André era accecato da una felicità che aveva
rincorso per tutta la vita, travolto da una passione così
immensa che non credeva di trovare in Oscar, la voleva, l'aveva sempre
voluta, ed ora era li, tra le sue braccia, si lasciò
andare... la spinse contro la parete premendo il corpo contro
il suo, cercando il contatto con la sua pelle, col suo seno, la
sentì gemere quando gli carezzò una coscia, la
strinse nella mano e l'alzò portandosela attorno
alla vita, spingendosi sempre di più contro il suo corpo,
con la precisa intenzione di dimostrargli il desiderio che aveva per
lei, con l'intenzione che lei sentisse il suo essere uomo, la sua
eccitazione ancora fasciata negli abiti.
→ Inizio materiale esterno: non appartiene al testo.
PR #1447, opened 2020-10-30
Remove documentation for non-existant autodie feature

### LINKED ISSUE #1439: Feature flag "autodie" mentioned in documentation does not exist
## Describe the bug

The page https://metacpan.org/pod/Rex mentions "autodie" under feature flags, but this flag seems to no longer exist.

## How to reproduce it

1. try activating autodie flag
2. rex exits with error

```bash

perl -E 'use Rex -feature => [qw[autodie]];'

```

## Expected behavior

If the documentation states that autodie feature is available, then it should be available.

## Circumstances

 - Rex version: 1.10.0
 - Perl version: 5.26.2
 - OS running rex: Debian Sid
 - OS managed by rex: not applicable
 - How rex was installed: cpanm Rex

## Debug log

```
% cat Rexfile
use Rex -feature => ['autodie'];
% rex -T -d  
[2020-10-06 12:34:57] DEBUG - This is Rex version: 1.10.0
[2020-10-06 12:34:57] DEBUG - Command Line Parameters
[2020-10-06 12:34:57] DEBUG - 	T = 1
[2020-10-06 12:34:57] DEBUG - 	d = 1
[2020-10-06 12:34:57] DEBUG - Found Rexfile.lock
[2020-10-06 12:34:57] DEBUG - Found stale lock file. Removing it.
[2020-10-06 12:34:57] DEBUG - Creating lock-file (Rexfile.lock)
[2020-10-06 12:34:57] DEBUG - Loading Rexfile
[2020-10-06 12:34:57] WARN - You tried to load a feature (autodie) that doesn't exists in your Rex version. Please update.
%
```

nfg:
This PR is an attempt to fix #1439 by updating the feature documentation.

More generally, I removed the explicit "autodie feature" item. I merged the description of what it does into the "0.56" feature text. As for "no_autodie", I changed the text "autodie feature" to "autodie" so it doesn't imply that there's a feature called "autodie".

## Checklist

- [ ] tests pass on Travis CI 
- [ ] git history is clean 


nfg:
I think this is good! There aren't any new tests to write, since the change was entirely in the POD. The tests pass (I ran perltidy on the source file. Perlcritic is angry, but mostly about using quotation marks for non-interpolated strings vs apostrophes. xt/author/critic-progressive.t passes.

Let me know if there's anything else I should do, eh!

nfg:
(I've marked most of the checkboxes, but I'll leave the judgment whether the commit message is well-written to whoever reviews.)

ferki:
> I think this is good! There aren't any new tests to write, since the change was entirely in the POD. The tests pass.

Yup, I agree that no further explicit tests needed for POD-only updates in general. That being said, POD are still tested e.g. for spelling (and POD coverage tests planned for later too), so passing tests are always nice to see ;)

> I ran perltidy on the source file.

Great! AFAIK, that should not touch POD though, so we should be fine (and tests would have complained anyway). Thanks for erring on the side of safety!

> Perlcritic is angry, but mostly about using quotation marks for non-interpolated strings vs apostrophes. xt/author/critic-progressive.t passes.

Yes there are sadly quite a few violations accumulated over the last decade, so that's expected. The progressive perlcritic tests are in place to make sure that it doesn't get any worse (test passes if PR has less or equal violations both in total _and_ per-policy compared to the last saved state). Should be replaced with classic perlcritic tests once all of them are cleaned up.

> (I've marked most of the checkboxes, but I'll leave the judgment whether the commit message is well-written to whoever reviews.)

Thanks, the checkboxes are serving as a guide for both contributors and reviewers. I can assure you that the commit message is nice! :heart:

ferki (changes requested):
I see this PR is not marked ready for review yet, but as [commented on the related issue](https://github.com/RexOps/Rex/issues/1439#issuecomment-719354766), I believe the proper fix would be to add the missing feature flag, instead of removing the documentation bits referring to it.

If you would like to work on that too, feel free to update this one by either force-pushing here (and updating title/OP), or close this and open a new one.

Oscar sentiva tutto questo e
desiderava poter sentire di più, tutte quelle sensazioni che
nel corso della vita gli erano state, e si era negata... ma ora
sentiva... sentiva la bocca di André posarsi sul collo e
scendere lungo le clavicole, le mani attorno a quel seno che aveva
sempre odiato, e il suo viso sul petto, lei non potè far
altro che tenergli la testa tra le mani e carezzargli i capelli mentre
la sua bocca le faceva scoprire nuovi piaceri, lo sentì
scendere ancora, le labbra calde sul ventre, e a quel punto lo
fermò e lo fece tornare su per baciarlo ancora e ancora... e
fu in quel momento che lui la sollevò facendo passare le sue
gambe attorno alla vita, la prese in braccio e la fece poggiare sul
letto.
I baci si interruppero, così come le carezze, solo i
respiri, ancora affannosi, non cessarono, si guardarono per minuti che
sembrarono interminabili...
“Oscar io... io voglio continuare... non immagini quanto io
voglia tutto questo, ma non posso, non posso continuare
così, sapendo che lo stai facendo per chissà
quale motivo, per rabbia, per vendetta contro tuo padre...”
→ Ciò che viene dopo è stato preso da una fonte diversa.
PR #1471, opened 2021-02-12
Allow uploading files even when permissions cannot be set.

alip:
By default, the "file" function uses sftp to upload the target file to
the server. During the upload, the Net::SFTP::Foreign runs chmod
unconditionally, failing if the target file is not owned by the ssh
user, unless that user is a root. This commit changes that behavior by
passing an optional "best_effort" flag that instructs sftp to continue
even if setting permissions has failed.

As a result, an unprivileged user will be able to use Rex scenarios that
call the "file" function without getting permission denied errors.

## Checklist

- [ ] tests pass on Travis CI 
- [ ] git history is clean 

### DIFF
--- a/lib/Rex/Interface/Fs/OpenSSH.pm
+++ b/lib/Rex/Interface/Fs/OpenSSH.pm
@@ -142,7 +142,7 @@ sub upload {
   Rex::Commands::profiler()->start("upload: $source -> $target");
 
   my $sftp = Rex::get_sftp();
-  unless ( $sftp->put( $source, $target ) ) {
+  unless ( $sftp->put( $source, $target, best_effort => 1) ) {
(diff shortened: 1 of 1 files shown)


ferki (changes requested):
I believe this would be best discussed in a feature request issue first.

If we are going to make it a feature, I think the `best_effort` functionality should be controlled via a config option in Rex::Config (whether the user explicitly want it or not), instead of basing it on the fact whether sudo is used or not (which could break for other privilege escalation methods).

And if it's going to be a first class config option, I believe it would be best to make it a generic one to pass arbitrary (Net::SFTP::Foreign?) options similarly to `set_openssh_opt`. That would avoid having to do further pull requests for each use case that might arise.

PR #652, opened 2017-03-29
Minor update for WPCS 0.11.0 compliance

jrfnl:


GaryJones (commented):
I'm not a fan of the `// End ...().` statements. Especially adding them in at this stage.

jrfnl:
>I'm not a fan of the // End ...(). statements.

Nor me ;-) We could exclude the rule, but it is one of the core rules. I was a bit ambivalent about doing that as we don't exclude anything else (from core/extra).

Or we could - of course - refactor the code, but that is another matter :sunglasses: .

>Especially adding them in at this stage.

What do you mean ?

GaryJones (approved):

PR #655, opened 2017-04-04
CS: update ruleset with recommended custom properties for improved checking

jrfnl:
Also: use whitelist comment instead of blanket code standards ignore tags.


phpcs.xml
```diff
@@ -1,8 +1,10 @@
 <?xml version="1.0"?>
```
GaryJones, line 1: This file should be called `phpcs.xml.dist`, and `phpcs.xml` should be added to a `.gitignore`.

phpcs.xml
```diff
@@ -14,4 +16,24 @@
...
+		</properties>
+	</rule>
+
+	<rule ref="WordPress.WP.DeprecatedFunctions">
+		<properties>
+			<property name="minimum_supported_version" value="3.7" />
+		</properties>
+	</rule>
+
+	<rule ref="WordPress.WP.DeprecatedFunctions">
```
GaryJones: This looks like an exact copy of the rule above.

GaryJones (changes requested):

phpcs.xml
jrfnl: Could you elaborate why ?

This is the project standard to use and individual contributors should not overrule it with their own `phpcs.xml` file.

phpcs.xml
jrfnl: Sorry, goes to show that I'm working on too many PRs at the same time. The second one should be for `WordPress.WP.DeprecatedParameters`. Adjusting now.

jrfnl: Grr.. and I forgot that that last sniff hasn't been merged yet... oh well.. adding it to a backwing branch with other changes for when WPCS 0.12.0 comes out ;-)

phpcs.xml
GaryJones: Because we're distributing it, but others may want to override this locally with their own PHPCS - maybe to test it against the next version of WPCS or some other reason.

You only need to check https://github.com/squizlabs/PHP_CodeSniffer itself to see `.dist` versions of config files, even if the project has it's own standard to use.

jrfnl: I've made the change as I don't necessarily disagree with your suggestion.

> Because we're distributing it, but others may want to override this locally with their own PHPCS

As it's a library, people shouldn't adjust the code - even for style - when using it.

If it's being used in a larger project, PHPCS will use the `phpcs.xml(.distr)` file in the root - or directories above this - of the larger project anyway.
It will not respect `phpcs.xml` files in directories below the root of the project, so having a `phpcs.xml` in a subdirectory (`/tgmpa`) will not affect the CS run.

> - maybe to test it against the next version of WPCS or some other reason.

The XML file is independent of version - apart from new properties which may be introduced -. What version is used to run it against depends on the version set up locally or in the test environment.

.gitignore
```diff
@@ -0,0 +1,2 @@
+# folders and files to be ignored by git
+phpcs.xml
```
GaryJones: Trailing clear linespace required.

GaryJones (changes requested):

.gitignore
jrfnl: Fixed

GaryJones (approved):

Issue #661, opened 2017-04-19
force_installation !


mohamad-elmi:
Hi There,

As it is described in 'force_activation' field when theme is activated the mentioned plugin gets active but if plugin is not installed so it won’t get activated! I mean I am looking for a field like 'force_installation' in tgm to install and activate the plugin.

Is there any way in this regard?
If no, would you please explain which part of your code handles the installation so I can get my desired state.

Thank you so much for your awesome plugin 👍

jrfnl:
Closing as duplicate of #242, #279, #493 

Installing a plugin should always be the decision of the site admin, not you. Also see:
https://github.com/TGMPA/TGM-Plugin-Activation/issues/279#issuecomment-96334075
https://github.com/TGMPA/TGM-Plugin-Activation/issues/493#issuecomment-155383750

PR #662, opened 2017-04-20
force_installation

mohamad-elmi:
Hi There,

As it is described in 'force_activation' field when theme is activated the mentioned plugin gets active but if plugin is not installed so it won’t get activated! I mean I am looking for a field like 'force_installation' in tgm to install and activate the plugin.

Is there any way in this regard?
If no, would you please explain which part of your code handles the installation so I can get my desired state.

Thank you so much for your awesome plugin :)


jrfnl:
Asked & answered in #661

Issue #669, opened 2017-06-12
Warning: sprintf(): Too few arguments


thimwiz:
I am getting this warning **Warning: sprintf(): Too few arguments** when installing plugins through TGMPA script on **WordPress 4.8**. Is this a known warning with latest version of WordPress?

simrandeep:
I am too facing the same issue. Can you please provide a fix for it?

GaryJones:
Can you be more descriptive about the error message please?

Which plugin or theme is using TGMPA? What version of TGMPA is being used?

thimwiz:
The TGMPA version which is used is **2.6.1**. I am developing this theme.

![tgmpa-4 8-warning](https://user-images.githubusercontent.com/16866500/27022714-d572cd86-4f6c-11e7-90ac-cd17d4b8e2ad.png)

simrandeep:
I have tested it in 4 WordPress themes with TGM v2.6.1 and getting the same error as shown in screenshot above.

al5dy:
I have the same error. The problem appeared after the 4.8v wp.

al5dy:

André si dovette sforzare per dire quello che aveva detto,
avrebbe potuto non farlo, avrebbe potuto approfittarne ma amava troppo
Oscar per fargli una cosa simile, e farla a se stesso. Oscar non
rispose, distolse lo sguardo e rimase in silenzio.
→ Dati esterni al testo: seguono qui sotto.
PR #674, opened 2017-06-29
editorconfig: Be a little more specific

GaryJones:
Use file extensions to be a little more specific with configuration.

### DIFF
--- a/.editorconfig
+++ b/.editorconfig
@@ -9,13 +9,19 @@ root = true
 [*]
 charset = utf-8
 end_of_line = lf
-indent_size = 4
-tab_width = 4
-indent_style = tab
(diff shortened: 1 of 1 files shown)


jrfnl (commented):
LGTM, but as I don't use `.editorconfig` myself, I can't properly gauge the effect.

GaryJones:
This is the latest version of the standard `.editorconfig` I put in all my WP plugins and themes - it has no effect on the code logic itself, and only adjusts the code style in editors that support EditorConfig. It's a safe PR.

jrfnl:
Figured as much, I'm happy for it to be merged.

jrfnl (approved):

Issue #687, opened 2017-08-23
[Question] Wp Favs Integration


timersys:
Hi Guys, just wanted to ask before getting my hands dirty if you would accept a PR to add wp favs integration to the TGM plugin so users could add a [simple token key](https://wpfavs.com/wpfavs/editors-choice) instead of the bundled plugins zips.
That way theme authors could considerably reduce the size of themes.

I'm currently using a custom coded version of TGM in  the [Wp Favs plugin](https://wordpress.org/plugins/wpfavs/) but adding native support to the plugin will benefit lot of users.

That token mentioned early return direct download urls that can be passed to TGM. Example from the list above can be found in https://wpfavs.com/api/v1/wpfav/3b871fb19229696af32307da785d66e0

Regards

GaryJones:
If you can do the PR, and the end result is that it doesn't negatively affect anyone not using wpfavs.com, then we can definitely consider merging it. Thanks!

timersys:
Great, that's all I needed to hear. Thanks

PR #690, opened 2017-08-26
Wp Favs integration

timersys:
Hi Guys as commented on #687 here is the pull request with a simple integration of Wp Favs. 
I just added one new function to grab the plugins from the API and updated the example.php with a working token example.

Thanks!

ps: Why you use themes as default screen for installing plugins? Just curious

### DIFF
--- a/class-tgm-plugin-activation.php
+++ b/class-tgm-plugin-activation.php
@@ -2200,40 +2200,44 @@ if ( ! function_exists( 'tgmpa' ) ) {
 	}
 }
 
-if( ! function_exists( 'tgmpa_wpfavs_plugins' ) ) {
+if ( ! function_exists( 'tgmpa_wpfavs_plugins' ) ) {
 	/**
 	 * Custom function that grabs plugins from https://wpfavs.com
 	 * from given token
+	 *
 	 * @since 2.6.2
 	 *
-	 * @param string $token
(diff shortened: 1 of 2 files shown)


jrfnl:
Hi @timersys, I haven't looked at the code yet, but I like the idea of this.
However, users can also have a favorites list on wordpress.org. So I'm wondering if this PR would be accepted, if the favorites list on WP.org shouldn't also be supported.
Supporting an external service, but not a WP native implementation feels arbitrary.

Also, as this is a new feature, I think it should go into a minor release - in contrast to a patch release, like the 2.6.2 version we're currently preparing for -, so I'm tagging this with 2.7.0. /cc @GaryJones 

As a side-note: you may want to have a look at the Travis output. The codestyle errors will need to be fixed before this PR can be considered: https://travis-ci.org/TGMPA/TGM-Plugin-Activation/jobs/268774079#L685-L760

timersys:
Hey @jrfnl , I could add the native wp.org favorites support. I already got that bit of code so no problem with that.
I will review everything and update accordingly.

timersys:
So I added the wp favorites feature. Take in consideration that I added these 2 features as separate functions and didn't integrate them in the main class as I wasn't sure you wanted to go that route.

PR #707, opened 2017-11-03
WP-Translations updates

fxbenard:
Our [Team](https://wp-translations.pro/team/) and all our contributors are happy to support [your project](https://www.transifex.com/wp-translations/tgm-plugin-activation/dashboard/)


jrfnl:
@fxbenard This is awesome ! Thank you so much. It may be a little while before we get round to reviewing & merging this, but please know that we really appreciate your support and these translations.

jrfnl:
Hi @fxbenard Again, sorry for the delay before I had a chance to look at this properly and thanks again for your support.

Now, there are a couple of things I'd like to discuss with you:
1. Before anything else, the PR needs to be rebased. Sorry about that.
2. You appear to have updated the `.pot` file and the file headers (and line nrs) of all existing translation files.
    Some of the information now included in the file headers is incorrect.
    Also, for a number of translations, it looks like the actual translations haven't been updated at all, just the `.po` file synced with the updated `.pot` file. This is undesirable as it makes reviewing the PR a lot more difficult.

    Generally speaking, so far, we would do an update to the `.pot` file just before a release and update the `.po` files to match. We would then invite the translators who have been previously involved to review the updated files for their language and add/update translations where necessary before the new version of TGMPA is released.

    If you think that process can be improved, please let me know and I'd be happy to discuss it.
3. The `ca` (Catalan) and `nb_NO` (Norwegian Bokmal) translations included in the PR are very incomplete and not suitable yet for inclusion in the project. As a general rule of thumb, at least 90% of the text phrases should be translated before a translation will be included.
    The `zh_CN` (Mandarin Chinese) translation and the `da_DK` (Danish) translation are both much closer to that mark, but also would not make it yet.

PR #715, opened 2018-01-13
Ensure composer.lock stays out of version control

GaryJones:
This is a library package, not an application.

See https://blog.martinhujer.cz/17-tips-for-using-composer-efficiently/#tip-%236%3A-put-%60composer.lock%60-into-%60.gitignore%60-in-libraries

### DIFF
--- a/.gitignore
+++ b/.gitignore
@@ -1,2 +1,4 @@
-# folders and files to be ignored by git
-phpcs.xml
+/vendor/
+/composer.lock
+/phpcs.xml
+/.phpcs.xml


jrfnl (approved):
It should be noted that, at this moment, TGMPA does not require any dependencies, so there would never be a `vendor` directory.

All the same, I agree this is a good change as it will protect against issues in the future if dependencies would be added.

jrfnl:
@GaryJones Tip 13 of the article looks like a great suggestion as well. Do you intend to pull that too ?

GaryJones:
Wasn't intending to, but we can. We'd just need to get the SPDX identifier updated, depending on the version of Composer that our Travis setup is running.

jrfnl:
@GaryJones I've just run some tests:

* On Composer 1.5.0, using the newer license annotation will cause validation to fail.
* On Composer 1.6.0+, using the old license annotation will cause validation to fail.

In both cases, it's only a warning, so validating with `composer validate --no-check-all` - note: without the `--strict` - exits without errors on both versions I tested.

“Oscar dimmi qualcosa, qualsiasi cosa, ti prego. Io... io ti
amo, lo sai, e ho sperato che accadesse questo da sempre, ma se lo stai
facendo per delle ragioni sbagliate io mi fermerò, e
andrò via, te lo giuro, non voglio approfittarne”
“Non chiedermi nulla André, ti prego. So benissimo
che non ti stai approfittando di me, non l'ho pensato nemmeno per un
secondo...”
“Oscar io non posso...” André non
poté terminare la frase, lei glielo impedì,
posandogli una mano sulle labbra e baciandolo subito dopo stringendolo
contro il proprio corpo, l'uomo era perduto, di nuovo.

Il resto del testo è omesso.